The output directory contains:

- `report.json` - aggregate and per-run scores
- `transcripts/*.jsonl` - loom-style transcripts for each run
- `workspaces/<scenario>/<seed>/` - the fixture workspace used by that run

## Scenario Shape

An Elixir scenario file is the most expressive format because it can provide
deterministic test LLMs, seed-aware factories, and custom rubric functions.

```elixir
[
  %{
    name: "read-note",
    prompt: "Read note.txt and answer with its first line.",
    fixtures: %{"note.txt" => "alpha\nbeta\n"},
    llm_factory: fn _scenario, seed ->
      child_code = ~S[
        text = read_file.(%{path: "note.txt"})
        done.(text |> String.split("\n") |> hd())
      ]

      {Cantrip.FakeLLM,
       Cantrip.FakeLLM.new([
         %{code: ~s[
           child_llm = {Cantrip.FakeLLM, Cantrip.FakeLLM.new([%{code: #{inspect(child_code)}}])}
           {:ok, reader} = Cantrip.new(%{
             llm: child_llm,
             identity: %{system_prompt: "Read note.txt and return the first line."},
             circle: %{type: :code, gates: ["read_file", "done"], wards: [%{max_turns: 2}]}
           })
           {:ok, first, _reader, _loom, _meta} = Cantrip.cast(reader, "Read note.txt")
           done.("seed " <> Integer.to_string(#{seed}) <> ": " <> first)
         ]}
       ])}
    end,
    rubric: [
      %{name: "terminated", terminated: true},
      %{name: "used read_file", gate_used: "read_file"},
      %{name: "answered from fixture", contains: "alpha", max_score: 2}
    ]
  }
]
```

The runner creates a fresh workspace per scenario/seed and passes it as the
Familiar root.

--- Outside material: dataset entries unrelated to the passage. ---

Issue #38, opened 2024-05-14
Ioda-converters YAML for the RRFS MSONET prepBUFR data


PraveenKumar-NOAA:
**Description**

Write an example YAML for the MSONET prepBUFR RRFS data that converts a BUFR file into an IODA file using the bufr2ioda.x for the following subset:

| MSONET   | A48117 | MESONET SURFACE REPORTS (COOPERATIVE NETWORKS)           |

- [x]  Extract the BUFR table, queries, and important Mnemonics information
- [x]  Use this YAML to convert into an IODA-formatted netCDF file
- [x]  Ioda obs validation using ioda-validate.x
- [x]  Perform validation for the observations using the input BUFR and output IODA file
- [x]  Add output(s) to the testoutput directory
- [ ]  Add tests to the CMakeLists.txt files
- [ ]  Have the tests pass

**Requirements**

- All important mnemonics required by the RRFS users need to be known.

**Acceptance Criteria**

- It will be finished when all files have been checked and tests have passed.

**Dependencies**

- _bufr2ioda.x_

PraveenKumar-NOAA:
**Validation of the output ioda-obs using the ioda-validate.x:** 

**Final results:**
_errors: 0
warnings: 0_

PraveenKumar-NOAA:
Validation of the output IODA results, obtained using the MSONET prepBUFR YAML and bufr2ioda.x, and input prepBUFR file for the following two observations:

**pressure (POB):**
BUFR plot:
![bufr_pressure (2)](https://github.com/NOAA-EMC/RDASApp/assets/63739712/36660692-a000-44f1-9910-41bdeaf7519d)

IODA plot: 
![ioda_pressure (1)](https://github.com/NOAA-EMC/RDASApp/assets/63739712/55aad2a4-413e-46b4-ad9b-a7e90d7dcf8f)


**windEastward (UOB):**
BUFR plot:
![bufr_windEastward (2)](https://github.com/NOAA-EMC/RDASApp/assets/63739712/781b446a-9188-4314-b1b5-b16b72a6bad0)


IODA plot: 
![ioda_windEastward](https://github.com/NOAA-EMC/RDASApp/assets/63739712/b344b291-2ca3-4c03-8d0f-ef66e4edca77)

PraveenKumar-NOAA:
In the the IODA wind plot, there are more observations compaired to the BUFR plot, which are due to the missing values. There are a total of 181121 missing values.

[...]

PR #45, opened 2024-05-22
MSONET prepBUFR YAML and test data

PraveenKumar-NOAA:
This PR add an ioda-converters YAML for the MSONET prepBUFR data and test data for the following date 2022052619. 

**The following three files are new:** 

- test/testinput/bufr_ncep_prepbufr_msonet.yaml
- test/testinput/rap.t19z.prepbufr.MSONET.tm00 (prepBUFR data only for MSONET)
- test/testoutput/rap.t19z.prepbufr.MSONET.tm00.nc

The validation for the output obs is performed  in #38.


delippi (changes requested):
Hi @PraveenKumar-NOAA, thanks for putting this together it will be nice to be able to use an "official" and more thoroughly tested configuration to convert mesonet data than what I put together.

I wonder if these should go under rrfs-test? 

Also, I want to try to use the output from these yamls. In just comparing against my old yaml (which is not necessarily correct) I saw a few differences that I wanted to double check.

PraveenKumar-NOAA:
> Hi @PraveenKumar-NOAA, thanks for putting this together it will be nice to be able to use an "official" and more thoroughly tested configuration to convert mesonet data than what I put together.
> 
> I wonder if these should go under rrfs-test?
> 
> Also, I want to try to use the output from these yamls. In just comparing against my old yaml (which is not necessarily correct) I saw a few differences that I wanted to double check.

@delippi thanks. Its up to you where you want the test data, but I always prefer it to be with the converter. Let me know if you have any question/ concern about the converter.

delippi:
> Hi @PraveenKumar-NOAA, thanks for putting this together it will be nice to be able to use an "official" and more thoroughly tested configuration to convert mesonet data than what I put together.
> 
> I wonder if these should go under rrfs-test?
> 
> Also, I want to try to use the output from these yamls. In just comparing against my old yaml (which is not necessarily correct) I saw a few differences that I wanted to double check.

Hi @PraveenKumar-NOAA, I ran the converter using your yaml and compared it against the result from my yaml. I have a few questions to start some discussion with the rest of the group:

1. I don't think we need ObsError in the yaml because I think that should be defined at the JEDI yaml level since that should be application specific.
2. It looks like an ObsValue for stationPressure (and also under QualityMarker) is missing. I do see "pressure" in QualityMarker. I've seen it references as stationPressure in other yamls, so that was what I was using. But I also had it called pressure in the MetaData. I'm not really sure what the best thing to do here.
3. I have a feeling there is some disconnect between the converters and the jedi yamls on specifying the QC info. In all of the converter yamls I've seen they use "QualityMarker" and in jedi it is often referenced as "PreQC". Again, I'm not sure what the best thing to do here.
4. I didn't see a MetaData entry for DHR parameter (obsTimeMinusCycleTime). I'm sure that will be needed at some point to do time filtering on the data.
5. I didn't see an ObsType group which is something used in certain filters to apply only to certain bufr types.

@CoryMartin-NOAA, are you able to give some guidance on any of these points?

delippi:
> > Hi @PraveenKumar-NOAA, thanks for putting this together it will be nice to be able to use an "official" and more thoroughly tested configuration to convert mesonet data than what I put together.
> > I wonder if these should go under rrfs-test?
> > Also, I want to try to use the output from these yamls. In just comparing against my old yaml (which is not necessarily correct) I saw a few differences that I wanted to double check.
> 
> @delippi thanks. Its up to you where you want the test data, but I always prefer it to be with the converter. Let me know if you have any question/ concern about the converter.

The `test/` is at the same level of `rrfs-test/`. It seems it could be all in one? @ShunLiu-NOAA @TingLei-NOAA what do you suggest?

TingLei-NOAA:
@PraveenKumar-NOAA and @delippi  Thanks for setting up such  good "questions/PR" for discussions. 
I have two cents 
1) about giving obs errors in yaml ,   I think obs errors given in the ioda convertor level is good, which could represent the best estimate of the observation errors from the observations themselves from the obs-processing experts , for example, they could specify them using GSI 's stats.   In the downstream,  like in variational app or letkf,  if the users/developers want to change them, the changes should be validated/explained. 
2) the testoutput normally contain text output from various tests.  For the converted data, maybe, we could create a new dir to hold those nc files, like obs-output ?

ShunLiu-NOAA:
@PraveenKumar-NOAA @delippi I think it is better to host YAML file in ./rrfs-test/IODA/yaml, and prepbufr/bufr and IODA data should be in a local directory on HERA and ORION so that we do not have to worry about permission issues.

CoryMartin-NOAA:
please @PraveenKumar-NOAA DO NOT store any binary/netCDF files in a GitHub repository. We do not have git-lfs (like JCSDA does) and thus this will balloon the size of the repository.

PraveenKumar-NOAA:
> please @PraveenKumar-NOAA DO NOT store any binary/netCDF files in a GitHub repository. We do not have git-lfs (like JCSDA does) and thus this will balloon the size of the repository.

@CoryMartin-NOAA thanks, I removed the binary/netCDF files and moved converter to the following directory ~/rrfs-test/IODA/yaml.

delippi:
> > please @PraveenKumar-NOAA DO NOT store any binary/netCDF files in a GitHub repository. We do not have git-lfs (like JCSDA does) and thus this will balloon the size of the repository.
> 
> @CoryMartin-NOAA thanks, I removed the binary/netCDF files and moved converter to the following directory ~/rrfs-test/IODA/yaml.

@CoryMartin-NOAA, I'm curious if this will still be a problem since the binaries were committed? Will they still be in the commit history similar to the problem we are trying to resolve now?

CoryMartin-NOAA:
@delippi because we do squash commits, it won't be a problem when it's merged in, only the final commit gets actually saved in the repository.

delippi:
> @delippi because we do squash commits, it won't be a problem when it's merged in, only the final commit gets actually saved in the repository.

Thanks @CoryMartin-NOAA, that is really good to know.

PraveenKumar-NOAA:
> prepbufr/bufr and IODA data should be in a local directory on HERA and ORION

@ShunLiu-NOAA thanks. Any preference for a data directory path on HERA and ORION for the prepbufr/bufr and IODA data files, otherwise I will create one in my space?

ShunLiu-NOAA:
@PraveenKumar-NOAA Could you please work with @SamuelDegelia-NOAA so that your data can be stored in rrfs-test-data/rrfs-data_fv3jedi_2022052619/Data/bufr2ioda?

SamuelDegelia-NOAA:
I agree with Donnie's comments. At the very least, stationPressure should be added into ObsValue before we can merge this. That should be a fairly easy change. For my own knowledge of just trying to understand how bufr2ioda works, I also found that the DHR variable can be included first by adding a new export as: 

```
        timeOffset:
           query: "*/DHR"
```

And then later on, we can output it to MetaData through: 

```
        - name: "MetaData/timeOffset"
          coordinates: "longitude latitude"
          source: variables/timeOffset
          longName: "Difference from cycle time"
          units: "hours"
```

I am not sure how to include the missing ObsType group, but if it is used for QC filters then it probably should also be included.  

As an aside, for anyone running `bufr2ioda.x` on Orion, I originally experienced an error about missing `libingester.so` in my environment. On Hera, this seems to be taken care of by loading the RDAS modules. But on Orion, I had to do `export LD_LIBRARY_PATH=$LD_LIBRARY_PATH:/path/to/RDASApp/build/lib` to solve the problem.

delippi:
> 1. about giving obs errors in yaml ,   I think obs errors given in the ioda convertor level is good, which could represent the best estimate of the observation errors from the observations themselves from the obs-processing experts , for example, they could specify them using GSI 's stats.   In the downstream,  like in variational app or letkf,  if the users/developers want to change them, the changes should be validated/explained.

Hi @TingLei-NOAA to one of your points, I really don't think we want ob errors in the IODA file. I seem to recall @JacobCarley-NOAA saying this before. First, this would assume that those errors even exist in the bufr/prepbufr file. Which I was just looping through some and I wasn't seeing them in any of the couple messages that I looked at (using `readmp`). Second, obs-processing folk shouldn't have to specify the ob errors from the GSI or to how we might tune them in the future. The converters is meant just to take the information from the bufr format into netcdf IODA. We can and should just specify the ob errors ourselves in the jedi yaml. I feel like this would be a lot easier to do anyway. Third, if the ob errors are specified in the IODA then if we wanted to change ob errors we would have to reprocess the data. I really think the best thing to do is just not have it there.

TingLei-NOAA:
@delippi   I think we don't need to assume observation errors variables exist in the prepbufr. I just want to the ioda converted from bufr contains the observation error values which represent the best estimates from obs-process experts, which are the "initial" observation errors (and, hence, not relevant to how other treatment on obs error would be realized).  Maybe, finally, using some  yaml /fix files to contains those initial obs errors are what we will do as GSI does. For being now, and a long time in the near future, I think putting those initial obs errors in the ioda data is still the more convenient way to communicate this "initial" obs errors quantities.

ShunLiu-NOAA:
@TingLei-NOAA I think at the moment we can follow GDAS IODA infrastructure.  If there is no initial obs errors in the GDAS ioda data for some variables, we may just follow this infrastructure at the moment. We can further discuss this with obsproc team about the initial obs error in bufr/IODA later. But I guess it will take time and extra work to get the initial obs error.

PraveenKumar-NOAA:
@delippi @ShunLiu-NOAA @TingLei-NOAA @SamuelDegelia-NOAA I made changes to the YAML. Please check it out.

SamuelDegelia-NOAA:
Thanks @PraveenKumar-NOAA! I see the ObsType group was added and includes the stationElevation and stationPressure variables. Do you know if all the variables need to be in there for the filters you were referencing @delippi?

delippi:
@PraveenKumar-NOAA, thanks for making these changes. As @SamuelDegelia-NOAA was saying there should be an ObsType for all the variables in addition to only the stationElevation and stationPressure. All the groups like QualityMarker, ObsValue, ObsType should have the same number of variables.

I still maintain that ObsError does not need to be in here and that ob errors should only be defined in the jedi yamls. I'm happy to further discuss.

PraveenKumar-NOAA:
@delippi @ShunLiu-NOAA @SamuelDegelia-NOAA @TingLei-NOAA I have added a few more ObsType variables and removed all ObsError variables from the YAML. @delippi 'QualityMarker' is fine as we are using this in global converters and we can rename that to PreQC in UFO YAML easily.

PraveenKumar-NOAA:
If you review/ approve this today, I can provide test data to @SamuelDegelia-NOAA.

TingLei-NOAA (approved):

ShunLiu-NOAA (approved):

SamuelDegelia-NOAA (approved):

delippi (approved):
@PraveenKumar-NOAA, thanks for making those changes. I think it looks good for me now.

Fixture paths are confined to that workspace.

## Rubric Criteria

Data-driven criteria are useful for deterministic behavior tests:

- `terminated: true` - the run ended through the expected termination path
- `expected_result: value` - the final result equals `value`
- `contains: text` - the final result contains `text`
- `gate_used: name` - any recorded observation used `name`
- `child_medium_used: medium` - a child turn used the expected medium, such as
  `:conversation`, `:code`, or `:bash`
- `forbid_code_contains: text` - no recorded code turn contains `text`
- `max_score: n` or `weight: n` - score weight for the criterion

Criteria that inspect turns default to `scope: :any`, which includes child
turns grafted into the parent loom. Use `scope: :parent` when the criterion
must apply only to the parent Familiar's own turns.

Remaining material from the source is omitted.